The inventions of the above related applications have, for the first time, made it practical to package syphon seltzer water in plastic bottles with the dispensing head separated from the bottles. The packages disclosed in the first three related applications include a normally closed valve in the neck of the containers. The bottles may be shipped in conventional distribution channels with twist-off caps, which the consumer removes and replaces with a reusable dispensing head which is used to open the valve in order to dispense the seltzer water from the package. Unlike conventional carbonated beverage containers, these packages and the higher pressures employed allow the seltzer water to remain pressurized until the container is emptied, so that the product does not go flat when the container is partly empty.
Such packages impose stringent requirements on the valves used in them.

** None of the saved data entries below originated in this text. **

PR #282, opened 2019-08-04
Remove custom rollup and babel stuff

### LINKED ISSUE #229: Support ember-cli-babel 7

rwwagner90:
I'm working to remove some of the extra stuff on top of this addon, so that it is easier for contributors to grok, and gets us closer to a default addon setup.

This is the first thing I am looking to remove. @runspired any issues with this?

Closes #229 
Closes #258

### DIFF
--- a/index.js
+++ b/index.js
@@ -1,24 +1,7 @@
 'use strict';
 
-const StripClassCallCheckPlugin = require('babel6-plugin-strip-class-callcheck');
 const Funnel = require('broccoli-funnel');
-const Rollup = require('broccoli-rollup');
-const merge = require('broccoli-merge-trees');
 const VersionChecker = require('ember-cli-version-checker');
-
-const path = require('path');
-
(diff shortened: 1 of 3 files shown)


rwwagner90:
@runspired is opposed to this, so closing.

PR #289, opened 2019-08-16
Remove compatibility helpers, test only Ember 3.4+

rwwagner90:


.travis.yml
```diff
@@ -49,14 +49,7 @@ jobs:
...
     - stage: "Additional Tests"
-      env: EMBER_TRY_SCENARIO=ember-1.12
-    - env: EMBER_TRY_SCENARIO=ember-1.13
-    - env: EMBER_TRY_SCENARIO=ember-lts-2.4
-    - env: EMBER_TRY_SCENARIO=ember-lts-2.8
-    - env: EMBER_TRY_SCENARIO=ember-lts-2.12
-    - env: EMBER_TRY_SCENARIO=ember-lts-2.16
-    - env: EMBER_TRY_SCENARIO=ember-lts-2.18
-    - env: EMBER_TRY_SCENARIO=ember-lts-3.4
+      env: EMBER_TRY_SCENARIO=ember-lts-3.4
```
pzuraq: We'll only be explicitly supporting 3.8 in the next release, so I think it would be fine to drop this now and just keep 3.8

Issue #288, opened 2019-08-16
Changelog


amk221:
I'm the process of upgrading my addons. `yarn outdated` suggests I can upgrade vertical-collection from `1.0.0-beta.13` to `1.0.0`

But there are no details in the changelog or on the releases page.

Would be great to get some details, ty!

rwwagner90:
@amk221 not really any changes, just shipping what you were using in the betas as a major version

amk221:
Ok, thank you! I figured that would be all. (Still nice to have the go-to places have the up to date info)

rwwagner90:
Totally agree. We need to start generating changelogs with each release.

PR #293, opened 2019-08-29
automate changelog generation

efx:
Use https://github.com/rwjblue/create-rwjblue-release-it-setup for a
release-it setup.
Addressing https://github.com/html-next/vertical-collection/issues/288#issuecomment-521998860
I've not run the changelog generation yet. Once agreed upon and merged we could do that in a separate PR.

### DIFF
--- a/RELEASE.md
+++ b/RELEASE.md
@@ -1,0 +1,65 @@
+# Release
+
+Releases are mostly automated using
+[release-it](https://github.com/release-it/release-it/) and
+[lerna-changelog](https://github.com/lerna/lerna-changelog/).
+
+
+## Preparation
+
+Since the majority of the actual release process is automated, the primary
+remaining task prior to releasing is confirming that all pull requests that
+have been merged since the last release have been labeled with the appropriate
+`lerna-changelog` labels and the titles have been updated to ensure they
+represent something that would make sense to our users. Some great information
+on why this is important can be found at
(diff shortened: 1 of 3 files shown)


rwwagner90:
@efx I would prefer github_changelog_generator or something that uses tags on issues and PRs to generate the changelog.

efx:
Sure. lerna-changelog does use tags on the PRs so I'm not sure I understand the objection. You can see it at work here: https://github.com/adopted-ember-addons/ember-pikaday

rwwagner90:
@efx I didn't see anything about lerna here. I'm unfamiliar with release-it but when I quickly read their changelog section, I didn't see anything about using lerna or tags.

efx:
@rwwagner90  no worries; I think part of its name (`lerna`) gives the wrong impression. I chose it because of recommendations in adopted addons discussion and I found it useful to generate the changelog based on labels. I also chose it because of the automated release it setup. 
I'm totally fine with whatever direction you want to head; contributing-wise I opted for the laziest approach I know.

rwwagner90:
@efx if this uses tags, I am not opposed to it. @pzuraq what is used for the other Ember projects for changelogs? Is it still a custom script?

efx:
Woot! I'm opting for whatever is standard across ember projects and is the path of least resistance.

rwwagner90:
Not sure there is a defined standard. I think Ember uses some custom scripts. I use github_changelog_generator for Ember Inspector and other repos.

Issue #317, opened 2020-03-06
keyForItem called on null value


Emerson:
We have a mature application that's going through an Ember upgrade and have run into some issues with `vertical-collection`. We have a list of items wrapped in `vertical-collection` that are filtered by a search input. As a user types into an `<input>`, the items in the list are filtered.

In some cases, when the user types quicky and the filtered number of items is zero, we see an error raised by `vertical-collection`:

```
# from ember-metal _get
Cannot call get with 'id' on an undefined object
```

I've tried my best to trace the logic of `vertical-collection` and ended up in the following method:

```js
  _scheduleSendAction(action, index) {
    this._scheduledActions.push([action, index]);

    if (this._nextSendActions === null) {
      this._nextSendActions = setTimeout(() => {
        this._nextSendActions = null;

        run(() => {
          const items = this.get('items');
          const keyPath = this.get('key');
          if (!items || items.length === 0) { return; }

          this._scheduledActions.forEach(([action, index]) => {
            const item = objectAt(items, index);
            /*
            *     ISSUE:
            *
            *     For some reason this method is being run even when `items` is
            *     an empty array. This results in item being `null`, which is
            *     then passed into `keyForItem`, which attempts to get the
            *     id property of a null value, resulting in an error.
            *
            */
            const key = keyForItem(item, keyPath, index);

            // this.sendAction will be deprecated in ember 4.0
            const _action = get(this, action);
            if (typeof _action == 'function') {
              _action(item, index, key);
            } else if (typeof _action === 'string') {
              this.sendAction(action, item, index, key);
            }
          });
          this._scheduledActions.length = 0;
        });
      });
    }
  },
```

andreyfel:
@Emerson we have a similar issue which happens in the tests, but it is quite flaky. I couldn't make it fail consistently. Do you have a failing test for this?

andreyfel:
Here is my take on this issue:
https://github.com/html-next/vertical-collection/pull/324

Emerson:
Interesting - I kind of stopped tracking this issue since there seemed to be no interest in fixing it. We're still getting errors in production related to this - although it doesn't seem to prevent out app from functioning.

We never managed to get a failing test - but we can manually trigger the issue by quickly changing the value in a search field that filters a list managed by vertical collection.

andreyfel:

The valves must provide a hermetic seal, be extremely reliable in operation and very low in cost. In order to be suitable for their intended use, the valves must be capable of forming a reliable, hermetic seal at pressures of 100 pounds per square inch (p.s.i.) or more and at lower pressures, between about 40 p.s.i. and atmospheric pressure. This is because the pressure in such seltzer syphon packages must be at least 90 p.s.i. when the container is filled, so that sufficient pressure will remain in the container when it is almost empty to force the remaining liquid from the package. When the package is almost empty, a seal that is effective at the higher pressures may not be maintained at the lower pressures then present in the package. The development of the inventions in the related applications have resulted in further improvements in such packages and their valves.
Accordingly, it is an object of this invention to provide a package for storing and shipping a fluid under pressure and subsequently dispensing fluid from the package utilizing the pressure incorporating an improved, low cost valve.
It is another object of the invention to provide such a package in which the container and the valve may be fabricated from the same plastic material.
It is a further object of the invention to provide an improved, low cost valve that is suitable for use in such packages.
It is still another object of the invention to provide a novel spring and poppet structure for use in such a valve.
It is yet another object of the invention to provide a novel plastic spring suitable for use in such a spring and poppet structure and such a valve.
It is another object of the invention to provide such a package and valve incorporating a first hermetic seal that is effective at high pressures and a second hermetic seal that is effective at lower pressures.
It is a further object of the invention to provide such a package and valve incorporating two hermetic seals that maintains consistent dimensional relationship with a part of the package which actuates the valve.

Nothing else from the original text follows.